The whole (d20 System Games) forum is filling up with them and pushing out all the other games.
Though it could be a fad, I don't know.
But it is at least worth taking a look at.
Personally I don't play coc and I don't plan on playing it.
But the forum is full of coc threads,
I don't know if the Dragon star, Spycraft, L5R, Weird Wars, etc are suffering from it, but it's a big pain the have keep going thru all these coc threads to find them.
If everyone put a [coc] in front of their posts it wouldn't be so bad, but not everyone is.
Oh well, even though it is annoying I don't know if they really warrant a new forum though.
Like I said this could be just a passing craze of what’s in vogue until 'the next big thing' comes out and takes the forum over again.


----------



## Morrus (Apr 16, 2002)

Err...but..but...the complaint I KEEP hearing is that the d20 Games forum is too quiet and that threads have to be posted in Gen RPG or they won't get noticed.  

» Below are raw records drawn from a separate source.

PR #1280, opened 2024-07-03
Workspaces entities implementation: application package and application

sfc-gh-gbloom:
### Pre-review checklist

### Changes description
...


src/snowflake/cli/api/project/schemas/entities/application_entity.py
```diff
@@ -0,0 +1,51 @@
...
+        validation_alias=AliasChoices("from"),
+        title="An application package this entity should be created from",
+    )
+    debug: Optional[bool] = Field(
+        title="Whether to enable debug mode when using a named stage to create an application object",
+        default=True,
+    )
+
+
+class ApplicationFromField(UpdatableModel):
```
sfc-gh-cgorrie, line 48: In the future, we should put the generic on this field type, e.g.
```
from_: EntityReferenceField[ApplicationPackageEntity]
```

src/snowflake/cli/api/project/schemas/entities/application_entity.py
```diff
@@ -0,0 +1,51 @@
...
+    EntityType,
+    TargetField,
+)
+from snowflake.cli.api.project.schemas.updatable_model import (
+    UpdatableModel,
+)
+
+
+class ApplicationEntity(EntityBase):
+    entity_type: ClassVar[str] = EntityType.APPLICATION
```
sfc-gh-cgorrie, line 34: Possible to have `ClassVar[EntityType]`?

tests_integration/workspaces/test_validate_schema.py
```diff
@@ -0,0 +1,34 @@
...
+from unittest import mock
+
+
+@pytest.mark.integration
+@mock.patch.dict(
+    os.environ,
+    {
+        "SNOWFLAKE_CLI_FEATURES_ENABLE_PROJECT_DEFINITION_V2": os.environ.get(
+            "SNOWFLAKE_CLI_FEATURES_ENABLE_PROJECT_DEFINITION_V2", "true"
+        ),
```
sfc-gh-cgorrie, line 26: Would we ever want to override this to be `false` for this test?

src/snowflake/cli/api/project/schemas/project_definition.py
```diff
@@ -18,16 +18,35 @@
...
 from snowflake.cli.api.project.schemas.snowpark.snowpark import Snowpark
 from snowflake.cli.api.project.schemas.streamlit.streamlit import Streamlit
 from snowflake.cli.api.project.schemas.updatable_model import UpdatableModel
 from snowflake.cli.api.utils.models import ProjectEnvironment
 from snowflake.cli.api.utils.types import Context
 
+_v2_entity_types_map = {
+    EntityType.APPLICATION.value: ApplicationEntity,
+    EntityType.APPLICATION_PACKAGE.value: ApplicationPackageEntity,
+}
```
sfc-gh-cgorrie, line 48: Next up for us is to figure out how these pydantic models map to classes with e.g. deploy, drop, bundle methods

tests_integration/workspaces/test_validate_schema.py
sfc-gh-gbloom: To test that v2 is not recognized by default? I have a unit test that covers it.

sfc-gh-cgorrie: Yeah, that's fair, what I'm wondering is why this isn't just `"SNOWFLAKE_CLI_FEATURES_ENABLE_PROJECT_DEFINITION_V2": "true"`

sfc-gh-cgorrie: Why would we need to override the test with an env var?

src/snowflake/cli/api/project/schemas/entities/application_entity.py
sfc-gh-gbloom: Changed

src/snowflake/cli/api/project/schemas/entities/application_package_entity.py
```diff
@@ -0,0 +1,50 @@
...
+from pydantic import Field
+from snowflake.cli.api.project.schemas.entities.common import (
+    EntityBase,
+    EntityType,
+)
+from snowflake.cli.api.project.schemas.native_app.package import DistributionOptions
+from snowflake.cli.api.project.schemas.native_app.path_mapping import PathMapping
+
+
+class ApplicationPackageEntity(EntityBase):
```
sfc-gh-cgorrie, line 28: There are some properties not accounted for here, like `scratch_stage`, `generated_root`, and `bundle_root`. What's the plan for those?

sfc-gh-gbloom: Added these as well. While we maintain both versions we will have to remember to update v2 schema when we make v1 changes.

sfc-gh-cgorrie (dismissed):

pyproject.toml
```diff
@@ -143,6 +143,9 @@ select = [
   "FA100",  # Missing from __future__ import annotations
   "W605",   # Invalid escape sequences
 ]
+ignore = [
+  "A003"    # Class attribute shadowing a Python builtin
+]
```
sfc-gh-gbloom, line 148: Ignoring flake8 A003 and removing some `noqa: A003` comments. This prevents us from adding a `type` field on Entity classes. Using an alias prevents us from using discriminators (not supported by Pydantic).

sfc-gh-cgorrie (dismissed):
Maybe we want to restrict ignoring `A003` to just the entities dir, but it's OK to me as is.

pyproject.toml
sfc-gh-turbaszek: I don't like it, it's a known source of errors. It's not also limited to `type` but also other builtins. 

I think `noqa: A003` on single line in model (well, every model) is safer.

src/snowflake/cli/api/project/schemas/entities/application_package_entity.py
```diff
@@ -0,0 +1,61 @@
...
+        default="output/deploy/",
+    )
+    generated_root: Optional[str] = Field(
+        title="Subdirectory of the deploy root where files generated by the Snowflake CLI will be written.",
+        default="__generated/",
+    )
+    stage: Optional[str] = Field(
+        title="Identifier of the stage that stores the application artifacts.",
+        default="app_src.stage",
+    )
```
sfc-gh-turbaszek, line 50: Should we consider introducing `IdentifierField` that would run validation that the passed value is proper SQL identifier? What's more it may be useful to cast it to `FQN` instance for further reference.

I think same can be applied to `name` and any other field being a SQL identifier. Later when we add support for schema and database we can use model validators to validate that for example there's no FQN `name` passed together with database and schema.

src/snowflake/cli/api/project/schemas/entities/application_package_entity.py
```diff
@@ -0,0 +1,61 @@
...
+    scratch_stage: Optional[str] = Field(
+        title="Identifier of the stage that stores temporary scratch data used by the Snowflake CLI.",
+        default="app_src.stage_snowflake_cli_scratch",
+    )
+    distribution: Optional[DistributionOptions] = Field(
+        title="Distribution of the application package created by the Snowflake CLI",
+        default="internal",
+    )
+    manifest: str = Field(
```
sfc-gh-turbaszek, line 59:
```suggestion
    manifest: Path = Field(
```
Or `SecurePath`.

src/snowflake/cli/api/project/schemas/entities/common.py
```diff
@@ -0,0 +1,87 @@
...
+)
+from snowflake.cli.api.project.schemas.updatable_model import (
+    IdentifierField,
+    UpdatableModel,
+)
+
+
+class EntityType(Enum):
+    APPLICATION = "application"
+    APPLICATION_PACKAGE = "application package"
```
sfc-gh-turbaszek, line 34: We have those strings as literal on entities classes and we have them here. Should we consider using this Enum as source of truth? Or should we use entities to build Enum / something?

Taking into account that we are constructing `Union[ApplicationEntity, ApplicationPackageEntity]` and
```py
_v2_entity_types_map = {
    EntityType.APPLICATION.value: ApplicationEntity,
    EntityType.APPLICATION_PACKAGE.value: ApplicationPackageEntity,
}
```

It means that adding new entity requires it to be registered in at least two places.


it may be wise to have

```py
KNOWN_ENTITIES = [
  ApplicationEntity,
  ApplicationPackageEntity
]

ENTITIES_TYPE = Union[*KNOWN_ENTITIES]
_v2_entity_types_map = {get_args(eval(inspect.get_annotations(e)["type"]))[0]: e for e in KNOWN_ENTITIES}
```

The dict comprehension is a bit of a magic, but probably there's something smarter we can do.

src/snowflake/cli/api/project/schemas/entities/common.py
```diff
@@ -0,0 +1,87 @@
...
+
+class MetaField(UpdatableModel):
+    warehouse: Optional[str] = IdentifierField(
+        title="Warehouse used to run the scripts", default=None
+    )
+    role: Optional[str] = IdentifierField(
+        title="Role to use when creating the entity object",
+        default=None,
+    )
+    post_deploy: Optional[List[ApplicationPostDeployHook]] = Field(
```
sfc-gh-turbaszek, line 45: Is this common for all entities?

src/snowflake/cli/api/project/schemas/entities/application_package_entity.py
```diff
@@ -0,0 +1,61 @@
...
+from snowflake.cli.api.project.schemas.native_app.package import DistributionOptions
+from snowflake.cli.api.project.schemas.native_app.path_mapping import PathMapping
+
+
+class ApplicationPackageEntity(EntityBase):
+    type: Literal["application package"]
+    name: str = Field(
+        title="Name of the application package created when this entity is deployed"
+    )
+    artifacts: List[Union[PathMapping, str]] = Field(
```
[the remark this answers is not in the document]
sfc-gh-astus: `bundle_root`, `deploy_root`, `generated_root` should be `Path` too? Will defaults work on Windows?

src/snowflake/cli/api/project/schemas/project_definition.py
```diff
@@ -105,8 +125,55 @@ def _convert_env(
...
+    )
+
+    @model_validator(mode="before")
+    @classmethod
+    def apply_defaults(cls, data: Dict) -> Dict:
+        """
+        Applies default values that exist on the model but not specified in yml
+        """
+        if "defaults" in data:
+            if "entities" in data:
```
sfc-gh-astus, line 139: if "defaults" in data and "entities" in data:

pyproject.toml
sfc-gh-gbloom: That's fair. I tried to avoid having `noqa` on each entity type. Reverted.

src/snowflake/cli/api/project/schemas/entities/application_package_entity.py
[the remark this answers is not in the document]
sfc-gh-gbloom: Updated all of these to `Path`.
The models here basically mirror the [existing NA schema](https://github.com/snowflakedb/snowflake-cli/blob/main/src/snowflake/cli/api/project/schemas/native_app/native_app.py). I tried to align with the existing types to make it easier to work with the existing code, but we will gradually improve these when we start refactoring the underlying code (probably when we switch to v1->v2 conversion).
For v1 we have additional path validations and transformations downstream, but I agree that it's better to validate the fields earlier here if possible.

src/snowflake/cli/api/project/schemas/entities/common.py
sfc-gh-gbloom: Yep

src/snowflake/cli/api/project/schemas/entities/common.py
sfc-gh-gbloom: Yes, that's what I tried at first but I couldn't make pydantic understand enums as discriminators and reverted to literal strings.

I'm not sure what I think about this dict comprehension, but I get the idea. I'll try to come up with a cleaner way to have a single source of truth.

src/snowflake/cli/api/project/schemas/entities/entities.py
```diff
@@ -0,0 +1,30 @@
...
+)
+from snowflake.cli.api.project.schemas.entities.application_package_entity import (
+    ApplicationPackageEntity,
+)
+
+Entity = Union[ApplicationEntity, ApplicationPackageEntity]
+
+ALL_ENTITIES = [*get_args(Entity)]
+
+v2_entity_types_map = {e.get_type(): e for e in ALL_ENTITIES}
```
sfc-gh-turbaszek, line 30: Nice!

src/snowflake/cli/api/project/schemas/project_definition.py
```diff
@@ -105,8 +117,54 @@ def _convert_env(
...
+                    if target not in entities:
+                        raise ValueError(f"No such target: {target}")
+                    else:
+                        # Validate the target type
+                        target_cls = entity.from_.__class__.model_fields["target"]
+                        target_type = target_cls.annotation.__args__[0]
+                        actual_target_type = entities[target].__class__
+                        if target_type and target_type is not actual_target_type:
+                            raise ValueError(
+                                f"Target type mismatch. Expected {target_type.__name__}, got {actual_target_type.__name__}"
```
sfc-gh-turbaszek, line 161: I imagine that there will more checks on the enitites should we consider something like
```suggestion
            # TODO Automatically detect TargetFields to validate
            if entity.type == ApplicationEntity.get_type():
               self._validate_application_targets(entity)
```
WDYT?

src/snowflake/cli/api/project/schemas/entities/application_package_entity.py
```diff
@@ -0,0 +1,63 @@
...
+        title="Folder at the root of your project where artifacts necessary to perform the bundle step are stored.",
+        default="output/bundle/",
+    )
+    deploy_root: Optional[Path] = Field(
+        title="Folder at the root of your project where the build step copies the artifacts",
+        default="output/deploy/",
+    )
+    generated_root: Optional[Path] = Field(
+        title="Subdirectory of the deploy root where files generated by the Snowflake CLI will be written.",
+        default="__generated/",
```
sfc-gh-turbaszek, line 47: Should default be a Path or conversion happens automagicaly?

sfc-gh-gbloom: Automagically, but made it `Path` here too to make it clearer

src/snowflake/cli/api/project/schemas/project_definition.py
sfc-gh-gbloom: I split it into 2 methods to have slightly better separation, but we will need to refactor deeper when we find a generic way for this validation. Will address it in a dedicated PR.

sfc-gh-turbaszek (approved):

Are we now saying that the d20 Games forum is _too busy_?


----------



## Crothian (Apr 16, 2002)

Only with CoC stuff.  I think it'll die down.  Most of the threads are DnDChick's creations.  So, unless she's just starting with these creation, I imagine it will die down again.


----------



## Angelsboi (Apr 16, 2002)

Actually Cro, they arent.  Thers a LOT of COC activity going on in there.  Some of us are new and cant be converting, like myself but i like ti think im making a big buzz in my own right ...


----------



## omokage (Apr 16, 2002)

This same thing happened when Wheel of Time RPG came out, so I expect that it may die down a bit within a month or more.


----------



## DnDChick (Apr 17, 2002)

*Huh?*

Posting CoC stuff in a forum that specifically says one can post CoC stuff there is perfectly acceptable.  Now...if I had posted this in D20 Publishers or the Rules forums, Id understand the complaints.

I can assure everyone who is complaining about my glut of CoC posts that I am done with monster conversions.  I have converted and posted all of the critters fom the Chaosium books and modules that werent in the CoCD20 book.  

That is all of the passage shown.